Apparently pytorch does initialization by default So if you don’t manually initialize, it will also work. However, I played with different initializations, and the results vary a lot. With initialization close to zero (e.g., the one I gave), the results are quite bad. But it get significantly better and close to hidden_size=1 when I use larger range, e.g. uniform(-2, 2). I also tried to initialize the layer as `weight = [, ]`, `bias = 0`, i.e. always taking the second element, and also got results as good as hidden_size=1.

In addition, the results varies run by run a lot as well, indicating that the added layer made the network less stable. This is intuitive as the input_size and output_size are both only 1, so adding more parameters may unnecessarily complicate the error space. And it seems that adding `Linear(2, 1)` made the network more sensitive to initialization, which can be a bad thing.

Finally, I found increase `num_layer` can improve the results a bit.

here’s what I changed to your code if you want to give it a try

``````
input_dim = 1
hidden_size = 2
num_layers = 1
rnn = nn.RNN(input_size=input_dim, hidden_size=hidden_size, num_layers=num_layers
, batch_first=True)
tanh = nn.Tanh()
linear = nn.Linear(hidden_size, 1)
linear.weight.data.uniform_(-3, 3)
linear.bias.data.zero_()

loss_func = nn.MSELoss()

for t in range(1000):
inp, out = sample(100)
inp = Variable(torch.Tensor(inp.reshape((1, -1, 1))), requires_grad=True)
out = Variable(torch.Tensor(out.reshape((1, -1, 1))) )
pred, hidden = rnn(inp, None)
pred = tanh(linear(pred.view(-1, hidden_size))).view(1, -1, 1)
loss = loss_func(pred, out)
print(t, loss.data)
loss.backward()
optimizer.step()
``````
1 Like

Thanks a ton. I am sure this took effort - fiddling with parameters, activations.

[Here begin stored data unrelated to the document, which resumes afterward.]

PR #932, opened 2026-06-05
Remove the harvest DAG

### LINKED ISSUE #856: Remove harvest DAG
Once the `harvest_incremental` DAG is operational we can remove the `harvest` DAG and its dependent code in `rialto_airflow.harvest` and `rialto_airflow.snapshot`. There also are probably going to be some functions that can be removed from `rialto_airflow.database` that are no longer being used.

### LINKED ISSUE #891: Drop the snapshots task from the cleanup DAG
Once we're no longer running the `harvest` DAG, remove the `snapshots` task from the `cleanup` DAG. It was deleting old databases and snapshot folders with JSON data.

edsu:
**What was changed?**

Remove the harvest DAG all its associated code and tests. Now we just have the
harvest_incremental DAG, which maybe could be renamed to harvest at some point? But maybe not as part of this PR since it would add a layer of confusion.

The commit also attempts to simplify the use of database names in our test fixtures, now that we just have the two databases that we need to interact with.

Apologies, this PR is virtually unreviewable. I have run the code with a limit of 50 in my development environment. We can deploy to stage for a test, but it will take some time with a limit of 50k...

Closes #856
Closes #891 

(this PR is evil)


peetucket (approved):

compose.prod.yaml
```diff
@@ -57,7 +57,6 @@ x-airflow-common:
     AIRFLOW_UID: 503
     AIRFLOW_GID: 0
     AIRFLOW__CORE__EXECUTOR: CeleryExecutor
-    AIRFLOW__CORE__XCOM_BACKEND: rialto_airflow.xcom.RialtoXCom
     AIRFLOW__DATABASE__SQL_ALCHEMY_CONN: "postgresql+psycopg2://${DATABASE_USERNAME}:${DATABASE_PASSWORD}@${DATABASE_HOSTNAME}/rialto-airflow"
```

It’s hard for me to understand why we aren’t learning something very useful here! I calculated the MSE loss between (input, output) and between (pred, output). The MSE is lesser for (input, output)! Which means we’re aren’t denoising well enough, infact- not modifying the input would have resulted in lower MSE.

Would increasing the number of training samples help? Or, should I make the problem tougher to ensure that the network can learn a better function than identity?

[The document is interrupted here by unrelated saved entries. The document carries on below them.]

PR #933, opened 2026-06-05
Use _harvested datetimes to identify OpenAlex only

### LINKED ISSUE #930: Use *_harvested columns for filtering out OpenAlex
Once #894 is merged we will want to update the logic to filter out OpenAlex only publications by using the our new columns that track whether we harvested the publication from a given platform by ORCID. This will be superior to simply using the presence/absence of the platform JSON fields since those could have been filled in after the fact in cases where we got the DOI from OpenAlex.

The columns are:

- openalex_harvested
- wos_harvested
- dim_harvested
- sulpub_harvested
- pubmed_harvested

There are a few different places in the publish to reports process where the condition needs to be switched to use these columns, for example:

https://github.com/sul-dlss/rialto-airflow/blob/eb61e1cfd878a23d96e025df8f599d87107973a0/rialto_airflow/publish/publication.py#L78-L82

edsu:
**What was changed?**

We want to limit publications we write to the reports database (which is
visualized by Tableau), but currently we are only using the presence of
the JSON metadata as an indicator of whether it only came from OpenAlex.
The problem with this is that we "fill-in" metadata by DOI after the
fact. If we use the `*_harvested` columns instead we will be guaranteed
to filter out everything that was harvested from OpenAlex, irrespective
of whether we were able to fill in the metadata from another by platform
later.

Closes #930


test/publish/test_publication.py
```diff
@@ -111,15 +111,19 @@ def test_limit_openalex_only(
...
         )
-        pub.sulpub_json = None
-        pub.dim_json = None
-        pub.wos_json = None
-        pub.pubmed_json = None
+        pub.openalex_harvested = datetime.datetime.now()
+        pub.sulpub_harvested = None
+        pub.dim_harvested = None
+        pub.wos_harvested = None
+        pub.pubmed_harvested = None
```
edsu, line 126: Here we are setting up the publication so that it looks like it only was harvested by OpenAlex.

test/conftest.py
```diff
@@ -452,17 +452,24 @@ def dataset_incremental(
...
+            dim_harvested=now,
             openalex_json=openalex_json,
+            openalex_harvested=now,
             wos_json=wos_json,
+            wos_harvested=now,
             sulpub_json=sulpub_json,
+            sulpub_harvested=now,
             pubmed_json=pubmed_json,
+            pubmed_harvested=now,
             crossref_json=crossref_json,
```
edsu, line 473: The fixture data needs to set the `*_harvested` colums too.

peetucket (approved):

Should we really have two RNNs as is usually done in Seq2seq tasks - one being an encoder, the other being a decoder?

I also feel that this trivial example would work substantially better if we could incorporate the notion of attention.

Based on inputs in this thread, I wrote a blog post here for denoising using RNNs in PyTorch. I feel it could be a useful example to add to the documentation.
https://nipunbatra.github.io/blog/2018/denoising.html

Pinginng @smth, @apaszke and team.

Happy to improve the post and get your feedback.